# Announcing WordReference Lists



## mkellogg

*WordReference Lists*

Hi everybody,

We have been working on something new for WordReference and I am ready to present it to you all in the forums.  It is WordReference Lists.  You can use the lists to increase your vocabulary in English or favorite language.  You can also create lists for everybody to use.

Common steps:
1. Choose a list.
2. Click "See Translations" and choose your dictionary.
3. Click through the list of words to see the meanings (the translations or definitions).

The main principals guiding the lists:
1. Monolingual - The lists are monolingual. This way, a list created in English by somebody in Spain can be used by learners in France, Italy, China and any other country.
2. Collaborative - You can copy list content to put in your own list, others can copy your lists.
3. Mostly English - For now, let's keep the lists mostly in English, so that the lists can be useful to a wider group worldwide.

The goal here is to eventually have a great collection of lists that you can use to improve your understanding of a language that you are learning.

For example, I have created a list of Eating and Serving Utensils.  It is a simple list that contains the basic utensils and related terms that I use everyday.  While it is simple to me, I bet that the vast majority of learners of English would learn something in it.

The Lists website is not perfect now. I am sure that you can think of many helpful features that could be added. Me, too, but we needed to start somewhere.   Let me know here if you encounter any problems now.  Once it is in good shape and we have a few lists, I will introduce it and incorporate it into the dictionaries for the whole world to see.

So, please find an idea and create a list for the world to use!

Mike


----------



## ain'ttranslationfun?

Hi, Mike,

This is a good idea, since lists aren't allowed; it both gives learners a chance to expand their vocabulary and will reduce the number of posts. Should there maybe be both definitions/decriptions and examples? And of course your list will have many addditions e.g., 'china(ware)"; for 'silverware' we also say 'flatware', for 'crystal', 'stemware', etc. In some cases, mightn't GB & AM EN be different, too ('frying pan/skillet', 'pot/saucepan')?

Just my two cents' worth...


----------



## cherine

Excellent idea, Mike!
I'm sure it will be helpful to many. I also love that "see translations" feature which takes us to the dictionaries. 
May I suggest -if it's doable- that the lists be in alphabetical order?


----------



## mkellogg

ain'ttranslationfun? said:


> Should there maybe be both definitions/decriptions and examples? And of course your list will have many addditions e.g., 'china(ware)"; for 'silverware' we also say 'flatware', for 'crystal', 'stemware', etc. In some cases, mightn't GB & AM EN be different, too ('frying pan/skillet', 'pot/saucepan')?
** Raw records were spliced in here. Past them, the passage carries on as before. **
PR #43, opened 2015-04-20
Use requests' HTTPBasicAuth for authentication

voyageur:
Instead of manually creating the basic auth header, this uses requests' module
I had to track that one down as I had a netrc file in my profile, and this overrides manually set headers (getting me 401 answers hard to understand at first) 

(tested on vloud director only, but the logic is the same for vcloud air)

### DIFF
--- a/pyvcloud/vcloudair.py
+++ b/pyvcloud/vcloudair.py
@@ -18,7 +18,6 @@
 #todo: upload/download ovf to/from catalog
 
 import time
-import base64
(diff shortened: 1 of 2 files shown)


voyageur:
I rebased to handle the new Http class (and the new login case for vcloud air)

pacogomez:
Thanks, this is a good improvement. I need to test it with vCloud Air, but I'll add it.

PR #44, opened 2015-04-21
Clean requirements

voyageur:
Some dependencies are only useful for vca-cli, this cleans the requirements.txt (and an unused import)
PyYAML, tabulate and xmltodict should be moved to vca-cli dependencies
I could not find any use in vca for wsgiref but maybe missed it


pacogomez:
Thanks!

PR #49, opened 2015-05-19
Add Task lists to disk object in  _parse_disk 

kostya13:


kostya13:
Fix two bugs: 
- Extra argument in requests.delete call
- Add Task lists to disk object in  _parse_disk (because Disk object  contains Task list in response)

pacogomez:
Thanks

PR #50, opened 2015-05-19
Fix logging logic to handle case where logging is not enabled

nmishkin:


pacogomez:
thanks

pacogomez:
tagged as 13c2 and uploaded to pypi

PR #52, opened 2015-06-04
Use case-insensitive comparison for rule parameters in function delete_fw_rule

kostya13:
For more convenient using function delete_fw_rule, user can set value of parameters ("any", "interal", "extermal") in any case.


pacogomez:
thanks

PR #56, opened 2015-06-11
SCOR-5 Change the Score Rest server to allow ids without Org-ids

kostya13:
Send archive using Streaming Uploads


pacogomez:
thanks,
in the future, we need to add test cases for all commits

Issue #41, opened 2015-04-09
Create is failing with vmname


suthanvs:
When I try to create vapp with vmname , its failing with error as "BAD REQUEST" , Invalid content was found starting with element 'SourcedItem' .

lasko:
Having this same issue.

can't create the vApp, <?xml version="1.0" encoding="UTF-8"?>
<Error xmlns="http://www.vmware.com/vcloud/v1.5" minorErrorCode="BAD_REQUEST" message="Bad request
 - Unexpected JAXB Exception
 - cvc-complex-type.2.4.a: Invalid content was found starting with element 'SourcedItem'. One of '{&quot;http://www.vmware.com/vcloud/v1.5&quot;:IsSourceDelete, &quot;http://www.vmware.com/vcloud/v1.5&quot;:SourcedVmInstantiationParams, &quot;http://www.vmware.com/vcloud/v1.5&quot;:AllEULAsAccepted}' is expected." majorErrorCode="400" xmlns:xsi="http://www.w3.org/2001/XMLSchema-instance" ......................................

suthanvs:
Yeah lasko , I have fixed it. Its basically because of payload while making a request . I have fixed this issue on my fork but couldn't push it as I don't have permissions

pacogomez:
I'll review the pull request and will integrated it into the master branch. Thanks

lasko:
Whats the status of this being integrated into the master branch?

ACCORDS-PLATFORM:
Hello, 
I notified the same issue when reconfiguring CPUs and MEMORY

###REQUEST:
 POST  https://vcloudcell.prologue.prl/api/vdc/351bdd7f-8197-4c98-8c90-35b154aee3ab/action/instantiateVAppTemplate

Authorization: Basic YWRtaW5wcmxAcHJvbG9ndWU6UHIwbDBndWU6MjAxNA==
Accept: application/*+xml;version=5.5
Content-Type: application/vnd.vmware.vcloud.instantiateVAppTemplateParams+xml

BODY
<?xml version="1.0" encoding="UTF-8"?><InstantiateVAppTemplateParams xmlns="http://www.vmware.com/vcloud/v1.5" xmlns:ovf="http://schemas.dmtf.org/ovf/envelope/1"
[...]

PR #59, opened 2015-06-17
Fixes Issue #41 for users who are using vCloud Director API version 5.5

lasko:
For users who are on API version 5.5 there is an issue when using create_vapp and having a vm_name set.

The 5.5 API doesn't like the ```<SourcedItem>``` tag with VmGeneralParams and as a result will respond with an Error as it is not part of the 5.5 API

The resolution is to set the SourcedItem = None and not setting any vcloudType.VmGeneralParamsType parameters since the VmGeneralParamsType was not added to the API until 5.6  (Reference: http://pubs.vmware.com/vca/index.jsp?topic=%2Fcom.vmware.vcloud.api.reference.doc_56%2Fdiff%2Flanding-all_types_diff.html)

And since we want to change a name, we can set the templateParams.set_name function to be the vm_name

Its not the perfect solution but it will help those who are on 5.5

### DIFF
--- a/pyvcloud/schema/vcd/v1_5/schemas/vcloud/vcloudType.py
+++ b/pyvcloud/schema/vcd/v1_5/schemas/vcloud/vcloudType.py
@@ -8823,9 +8823,8 @@ class InstantiateVAppParamsType(VAppCreationParamsType):
             outfile.write('<%sIsSourceDelete>%s</%sIsSourceDelete>%s' % (namespace_, self.gds_format_boolean(self.IsSourceDelete, input_name='IsSourceDelete'), namespace_, eol_))
         for SourcedVmInstantiationParams_ in self.SourcedVmInstantiationParams:
             SourcedVmInstantiationParams_.export(outfile, level, namespace_, name_='SourcedVmInstantiationParams', pretty_print=pretty_print)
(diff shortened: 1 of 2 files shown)


pacogomez:
This sounds good, the only concern is that vcloudType.py is automatically generated from xml schema file. Is there any way to avoid manually changing this file? if we generate it in the future, the manual changes will be gone.

lasko:
I can't really think of any other way to do this without changing that file. The problem here is that vcloudType with my change will Always assume that a SourceItem will exist, and unfortunately in versions older than 5.6 -- this is just not the case. There are a few methods here that I think could use to resolve this.

 1.) Do what I've done and just change the vcloudType file.
 2.) Fix the XML schema file so it generates as I've provided.
 3.) Somehow overwrite the exportChildren method from within pyvcloudair in the instance that self.version == '5.5'

The last option is very hackish and I think would really ugly up the code very quickly.

lasko:
Actually I may have another option that doesn't involve any of those options..

lasko:
Setting it to just 'pass' is actually a better option than setting it to None. I hadn't thought about this previously but its simpler and doesn't mess with the vcloudType schema

pacogomez:
thanks

PR #60, opened 2015-06-18
Added real file operations to the upload_media method

piraz:
I've just added real file operations to the upload_media method. Now if file doesn't exists than the methods will fail and file size is calculated and added to the media creation request body.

Right now, we just provide the one 'description' column. We have created the ability to add many more columns, such as examples, tags, linked senses in definitions, etc., but we wanted to present something more simple to start with.



cherine said:


> I also love that "see translations" feature which takes us to the dictionaries.
> May I suggest -if it's doable- that the lists be in alphabetical order?


I tried to put my "utensils" list in an order that made sense with the basic utensils at the top, but, sure, it wouldn't be too hard to let people sort a list alphabetically.


----------



## Amapolas

A very useful new feature. Congratulations on a great idea.

I wonder whether this will grow to include other languages as well, and whether it will accept contributions or suggestions from members.


----------



## mkellogg

Thanks, Amapolas!


Amapolas said:


> I wonder whether this will grow to include other languages as well, and whether it will accept contributions or suggestions from members.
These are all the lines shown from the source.